This brings to mind the academic publishers who go to Congress and to the courts to wail that peer review, accurate information, and the authority of knowledge built for centuries will crumble if the government doesn’t protect publishers from profligate sharing. If the federal government insists that the results of the research it funds is made publicly available, or if schools can get away with buying information and sharing it repeatedly in courses, their business model will collapse, and Western civilization will be shaken to its core.
It also brings to mind the news business, which is farther down the path of being driven right into the ground by its ownership. Newspapers have closed up shop (see what has happened between 1960 and today), newsrooms have shed 30 percent of their employees, and the quality of the news is reduced along with its audience-but newspapers aren’t losing money; they still have a profit margin of around 5 percent. Hedge funds now own seven of the nation’s top 25 newspapers, so they must think there’s still some cash to be wrung out of them.
The best and worst of times
This is a tale of two tales. One is an apocalyptic fable. We’re on the verge of collapse! If the state won’t act immediately to offer protection from freeloaders and pass new laws to lock down digital access, and if courts won’t crack down on schools that turn to libraries for e-reserves instead of paying permissions for coursepacks, all will be lost. The other is a rosy brochure for investors. Everything’s fine. Profits are up. There’s money to be made-at least for the next few quarters. Après nous, le déluge. Until then, dude, party on!
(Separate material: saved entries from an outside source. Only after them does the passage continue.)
Issue #6538, opened 2024-05-22
API for creating Wing clients in other languages


Chriscbr:
### Use Case

The use case is for providing a seamless development experience for teams where application developers and platform engineers have separate responsibilities, and where application developers aren't dealing with Wing or infrastructure.

As a platform engineer I'd like to use Wing to create the preflight infrastructure for developers in my organization, and then produce client libraries in TypeScript (or other languages) for accessing that infrastructure within other pieces of code. Imagine for example that the application developers write TypeScript or Python running in containers in their own repo, and that repo's code is already being automatically deployed with GitOps via ArgoCD or other means.

As an application developer I'd like to consume the TypeScript package published by the platform team and write application code that interacts with these resources (using whichever methods or permissions have been granted by the platform team). If I'm running my TypeScript code / container locally I expect the Wing clients to connect to the Wing simulator and interact with the simulated resources, and when my code is deployed to the AWS I expect the clients to connect to the real cloud resources

_(credit goes to @eladb for raising this use case)_

### Proposed Solution

On the platform engineer side, I can write a Wing application that looks something like this:

```js
bring cloud;
bring std;

let b = new cloud.Bucket();

let client = new std.TypeScriptClient();
client.lift(b, as: "myBucket", with: ["put"]);

new TerraformOutput(name: "WingClientContext", client.context);
```

TypeScriptClient will produce a JavaScript npm package with TypeScript typings for the client (with package.json, index.ts, index.d.ts etc.). By exporting the client context through Terraform output, I can expose the deploy-time configuration needed by the Wing Client. As a platform engineer I can then mount that configuration to the containers through a ConfigMap or other means.

On the application developer side, I can use the Wing client with `npm i @acme/wing-clients` and using it like so:

```js
import { createClient } from "@acme/wing-clients";

async function main() {
  const client = await createClient(); // reads from process.env.WING_CLIENT_CONTEXT
  await client.myBucket.put("key", "value");
}
```

In this simple example, only myBucket (a class from the Wing SDK) is being exposed, but it's possible to package user-defined classes / abstractions as well.

### Component

Compiler, SDK

### Community Notes

* Please vote by adding a 👍 reaction to the issue to help us prioritize.
* If you are interested to work on this issue, please leave a comment.
* If this issue is labeled **needs-discussion**, it means the spec has not been finalized yet. Please reach out on the #dev channel in the [Wing Discord](https://t.winglang.io/discord).

eladb:
[...]

PR #6614, opened 2024-06-02
rfc: generate TypeScript clients 

MarkMcCulloh:
For https://github.com/winglang/wing/issues/6538

[Rendered RFC](https://github.com/winglang/wing/blob/mark/ts-client-rfc/docs/contributing/999-rfcs/2024-06-02-ts-client.md)


docs/contributing/999-rfcs/2024-06-02-ts-client.md
```diff
@@ -0,0 +1,121 @@
...
+An important consideration for this discussion is allowing the generated client to reference resources defined from a separate wing application.
+To facilitate this separation, it seems necessary to introduce a mechanism to export/import deployed data between Wing apps.
+The rest of this proposal does it via `cloud.Outputs`, but that likely deserves its own RFC.
+
+## Example Situation
+
+Acme Co. has a platform team and several application teams. Their platform team manages Kubernetes clusters in AWS with additional AWS resources as needed.
+Application teams write applications in TypeScript and deploy them to these shared Kubernetes clusters.
+The centralized infrastructure definitions are written in Wing in their own repository.
+The applications are written in TypeScript but also have Wing files for infrastructure/deployment.
```
eladb, line 27: > but also have Wing files for infrastructure/deployment.

What's that? Can you elaborate?

docs/contributing/999-rfcs/2024-06-02-ts-client.md
```diff
@@ -0,0 +1,121 @@
...
+
+To add a new application, the platform team needs to ensure that the application has the necessary permissions to interact with the shared resources. To do this, a kubernetes namespace and service account is created:
+
+```wing
+let namespace = cluster.createNamespace("app123");
```
eladb, line 32: Let's assume users don't need wing to define k8s resources

docs/contributing/999-rfcs/2024-06-02-ts-client.md
```diff
@@ -0,0 +1,121 @@
...
+Additionally, it exports a wing library with all the necessary types and runtime code to look up that information.
+This library is published to an internal registry for other teams.
+
+After the central infrastructure is deployed, the application team can import the information into their own wing application:
+
+```wing
+bring "@acme/core-infra" as coreInfra;
+
+let workload = new Workload(
+  namespace: coreInfra.namespace,
```
eladb, line 73: Let's assume wing is not used to define k8s resources.

docs/contributing/999-rfcs/2024-06-02-ts-client.md
```diff
@@ -0,0 +1,121 @@
...
+
+Now the application will have the necessary permissions to interact with the shared bucket.
+
+However, we need to create a client for TypeScript to actually make use of these permissions.
+The environment where the client will run needs to know where to resolve the bucket.
+To do this, the client can attach to any inflight host. This takes care of preparing it for the client to run.
+Luckily, the workload exposes this host for us:
+
+```wing
+let client = new TypeScriptClient(
```
eladb, line 87: Feels like this needs to be defined at the infra wing level and published to be used by the application.

docs/contributing/999-rfcs/2024-06-02-ts-client.md
```diff
@@ -0,0 +1,121 @@
...
+import { sharedBucket } from "../.wing";
+
+await sharedBucket.put("key", "value");
+```
+
+To run this locally, `wing it` is used for both the root infrastructure and then the application.
+
+### Implementation Thoughts
+
+#### Skipping cloud.Outputs?
```
eladb, line 109: I don't think we need Outputs but we need a way to define a client and somehow retrieve (after/during deployment) the blob of "binding context" this client needs in order to be initialized, and leave the job of propagating this to the user.

```js
let client = new TypeScriptClient(...);


new CfnOutput(
  name: "ClientContext", 
  value: client.bindContext
);

// or

new k8s.ConfigMap(
  name: "ClientContext", 
  value: client.bindContext
)
```

eladb (changes requested):
Good start. 

I think it will be useful to limit the scope of this RFC to the low level APIs and not attempt to provide a full end to end DX. This is because we want this to support different types of stacks (k8s, VMs, serverless, etc) and we need to first focus on getting the mechanism right.

We can then add layers of DX to support specific use cases.

Here are some useful assumptions I would take:

1. Infra is in a separate repo and written in Winglang
2. App is in a separate repo and can be any TypeScript app (running locally, in k8s, serverless). No winglang in this repository.
3. Wing is not used to deploy any app related resources to the cloud nor to run the app in the simulator.
4. Infra is always deployed before the app.

Something like this.

docs/contributing/999-rfcs/2024-06-02-ts-client.md
MarkMcCulloh: I was expecting wing to be used to deploy the application, because otherwise it's not clear to me how (or why) wing fits into the workflow.

docs/contributing/999-rfcs/2024-06-02-ts-client.md
MarkMcCulloh: They won't use wing to define k8s resources on either the core infra or the application side? So they would only use wing to define other resources?

Wing could be used to create e.g. an IAM role, and then the platform team (or app team) could manually reference this role in their manifests. This wouldn't the RFC overall, to me that would still necessitate the `cloud.Outputs` to somehow get this information out.

docs/contributing/999-rfcs/2024-06-02-ts-client.md
MarkMcCulloh: If wing is not used to deploy the application, how could the application know what information is needed?

If your answer is "the client", that's fine but the client itself still needs to look up the information. If that's the responsibility of the user, what help have we actually given them?

docs/contributing/999-rfcs/2024-06-02-ts-client.md
MarkMcCulloh: How would the client know how to resolve the information?
I know that's basically the point of this RFC, but if the answer is "that's completely up to the user" then this RFC could be shortened to "TypeScriptClient writes types and inflight clients to disk, then the users can figure out how to make use of that"

docs/contributing/999-rfcs/2024-06-02-ts-client.md
MarkMcCulloh: > leave the job of propagating this to the user.

This is basically 90% of the work involved in this feature.
If both the process of binding the data from the source and reading the data from the client requires explicit actions by the user, then all we're doing is generating types and writing our existing JS clients to disk with invisible requirements.

> we need a way to define a client and somehow retrieve (after/during deployment)

My proposal here is how I think that could work. Do you think it wouldn't? I understand your original proposal, I just don't know how it could actually work without giving the user a bad experience. I especially don't know how this would work with local development if the core infrastructure is running in the simulator.

The client can only resolve the necessary information in one way. Does it resolve it from somewhere on disk? environment variable?
If you intend to use a ConfigMap, they it would make sense to be on disk. If you're consuming this through a terraform/cfn output, then you might what it to be through environment variables. But since the client can only work one way, this choice only adds friction.

docs/contributing/999-rfcs/2024-06-02-ts-client.md
eladb: In this workflow wing will only be used to define the preflight (infra) while the app will be deployed by other tools like ArgoCD for example.

docs/contributing/999-rfcs/2024-06-02-ts-client.md
eladb: It's a combination of "the client" and some "binding context" that is outputted by the deployment engine and somehow passed to the client upon initialization.

docs/contributing/999-rfcs/2024-06-02-ts-client.md
eladb: Yes. Ideally this is a simple low level mechanism but it's not enough to just write stuff to disk because some binding context is only resolved during deployment (eg bucket ARN). I agree that one major piece is generating the client and the other is some kind of binding context protocol that is created during deployment exported and then passed to the app when it starts so it can give it to the client.

docs/contributing/999-rfcs/2024-06-02-ts-client.md
eladb: See above comments.

We need to define the low level protocol and I think that should be the scope of this RFC.

It makes sense to include some examples in an appendix on how this low level protocol can be used to deploy apps in various environments.

Maybe include an example for:
1. K8s
2. Lambda
3. EC2

It would be valuable to look at three different examples to make sure the low level mechanism holds water.

But the goal is not to focus on the DX of each one of these examples, but rather to define the low level protocol.

Makes sense?

docs/contributing/999-rfcs/2024-06-02-ts-client.md
eladb: Yes, permissions are platform-specific and definitely require some solution in the RFC. 

Maybe when `TypeScriptClient` is compiled to AWS it would provision an IAM policy resource of some kind so that the app's role could use.

Maybe the user will be required in this case to specify the name of the IAM role/policy to provision in `wing.toml` so that the app can reference.

MarkMcCulloh:
Closing for now to rework

docs/contributing/999-rfcs/2024-06-02-ts-client.md
```diff
@@ -0,0 +1,298 @@
...
+```wing
+bring cloud;
+bring clients;
+bring fs;
+
+let client = new clients.TypeScript(
+  name: "@acme/infra-client",
+  contextResolver: inflight () => {
+    return fs.readJson("/var/run/wing-client-context.json");
+  },
```
MarkMcCulloh, line 57: Not sure if there should be a default implementation, I feel like there are too many options to pick one

docs/contributing/999-rfcs/2024-06-02-ts-client.md
```diff
@@ -0,0 +1,298 @@
...
+```
+
+To lift a resource into the client to make it accessible to consumers, add a `lift` expression:
+
+```wing
+bring cloud;
+
+let bucket = new cloud.Bucket();
+
+client.lift(lift { bucket: [put] });
```
MarkMcCulloh, line 41: `.lift(lift ...)` looks weird, but `.add(lift ...)` felt imprecise

docs/contributing/999-rfcs/2024-06-02-ts-client.md
```diff
@@ -0,0 +1,298 @@
...
+  "version": "1",
+  "env": {
+    "BUCKET_HANDLE_a107cec5": "abcxyz"
+  }
+}
+```
+
+The client itself is effectively a proxy of an unseen/unavailable `IInflightHost`, so any expressivity that interface has must be handled by the client.
+
+### Permissions
```
MarkMcCulloh, line 136: I'd love to tackle permissions here, but I struggled to think of a solution that doesn't explode the scope of this RFC

docs/contributing/999-rfcs/2024-06-02-ts-client.md
```diff
@@ -0,0 +1,298 @@
...
+
+If you're using terraform and deploying to AWS, you will need the bucket name and the correspond IAM policy.
+There is no abstract API available to store/retrieve this information currently as this is handled only by target-specific subtypes of `IInflightHost`.
+
+To keep this simple, we can provide and a helper API in the shared aws module (and other platforms, as needed) to generate the necessary policies by exposing the lift information (i.e. the `_liftMap`) from the client.
+
+```wing
+bring aws;
+
+let policies = aws.generatePolicyStatements(client.lifts);
```
MarkMcCulloh, line 157: I believe this functionality basically exists already, so the only real work here is to expose it

docs/contributing/999-rfcs/2024-06-02-ts-client.md
```diff
@@ -0,0 +1,298 @@
...
+    b.put("key", "value");
+  }
+}
+```
+
+With some changes, with syntax could also be used as a way to create a preflight container for lifted data.
+
+```wing
+let b = new cloud.Bucket();
+let lifts = lift { b: [put] };
```
MarkMcCulloh, line 198: I considered proposing `@lift({ b: [put] })`, but I'm not sure it was valuable to discuss this change here since really effect the behavior. I expect the change about what `lift` can do to be more controversial anyways.

docs/contributing/999-rfcs/2024-06-02-ts-client.md
```diff
@@ -0,0 +1,298 @@
...
+### Type generation with `lift`
+
+Wing's compiler has type information available for use, but only before preflight execution occurs.
+This makes an API like the following not feasible to implement using logic similar to the existing `extern` or `@inflight`:
+
+```wing
+client.lift("bucket", bucket, ["put"]);
+```
+
+While executing preflight, the knowledge about the type of the `bucket` instance is lost, so generating the actual client code will have no way to reference it.
```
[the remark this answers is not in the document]
MarkMcCulloh: > What if we simply had the Wing compiler generates a toInflightDts() method on every generated class that returns a string of its TypeScript DTS types?

This implies we would need to eagerly generate .d.ts for all types, which is a waste of compiler time when not used. This would have to include any referenced JSII types too, since the generated .d.ts files will need to reference them.

Additionally, the final types need to know what has been lifted. If you only lift `put` on bucket, the entire bucket client type should not be available.

docs/contributing/999-rfcs/2024-06-02-ts-client.md
```diff
@@ -0,0 +1,298 @@
...
+/// aws-cdk-lib
+new awscdk.CFNOutput(
+  name: "ClientContext",
+  value: client.bindContext
+);
+```
+
+This could be used to create a user/role that is eventually usable within the k8s cluster as a service account.
+
+### AWS Lambda
```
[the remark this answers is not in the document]
MarkMcCulloh: In the sentence here I do mention creating a role and using a k8s service account. I didn't write it out because at that point it feels out of scope for the RFC.
I can specifically add a note about `aws.generatePolicyStatements(client.lifts)` as you mentioned, but writing out the actual usage of policy statements wouldn't really change how the clients works.

docs/contributing/999-rfcs/2024-06-02-ts-client.md
```diff
@@ -0,0 +1,298 @@
...
+
+let bucket = new cloud.Bucket() as "shared";
+
+let client = new clients.TypeScript(
+  name: "@acme/infra-client",
+  contextResolver: inflight () => {
+    let ctxRaw = util.getEnv("WING_CLIENT_CONTEXT");
+    let ctxDecoded = util.fromBase64(ctxRaw);
+    return Json.parse(ctxDecoded);
+  },
```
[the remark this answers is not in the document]
MarkMcCulloh: I suspect custom resolvers will be common since the user will have to manually deal with the storing the context. I do like the idea of premade ones though.

Not sure this actually works right now, but WDYT about static inflights instead of an enum?

```wing
  contextResolver: clients.Resolver.FROM_ENV // <-- This is an inflight function
```

docs/contributing/999-rfcs/2024-06-02-ts-client.md
MarkMcCulloh: I mention the issues with that below and why I think it'd be good to make changes to the lift syntax

docs/contributing/999-rfcs/2024-06-02-ts-client.md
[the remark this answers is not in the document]
Chriscbr: > This implies we would need to eagerly generate .d.ts for all types, which is a waste of compiler time when not used. This would have to include any referenced JSII types too, since the generated .d.ts files will need to reference them.

Maybe I got confused -- I saw the RFC says "An initial implementation of this can re-use the existing .d.ts generation, and the std.LiftQualificationsContainer can store a path to that generated file to be used as-is when generating the full client in preflight". Does this mean we will still be generating .d.ts files in wingc for every `lift { }` expression? Or would it mean it's being generated during preflight runtime (sounds like it could be slower than doing it in compiled Rust)?

> Additionally, the final types need to know what has been lifted. If you only lift put on bucket, the entire bucket client type should not be available.

Don't we handle this in the TypeScript framework already? with the Pick/Omit stuff?

docs/contributing/999-rfcs/2024-06-02-ts-client.md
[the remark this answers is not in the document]
Chriscbr: Either sounds nice to me 👍

docs/contributing/999-rfcs/2024-06-02-ts-client.md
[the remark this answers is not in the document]
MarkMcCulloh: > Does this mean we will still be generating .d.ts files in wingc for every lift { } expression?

While all eyes are fixed on the ups and downs of the Dow, which everyone seems to agree is shaped more by emotion than rational economic analysis, the trend lines for jobs, income, and well-being of ordinary people are holding steady-headed in one direction, just like library budgets: down. Sharing of any kind just doesn’t seem to fit the way our economy works today, unless that sharing carries with it monetizable data dumps of personal information.
We need to figure out how we’re going to fulfill the mission of academic libraries-in which sharing is pretty much a key feature-without the help of profit-driven corporations and highly profitable non-profits. Their idea of how to sustain the advancement of knowledge is working fine-so long as there are profits. We’d better be prepared to row through the night when there aren’t.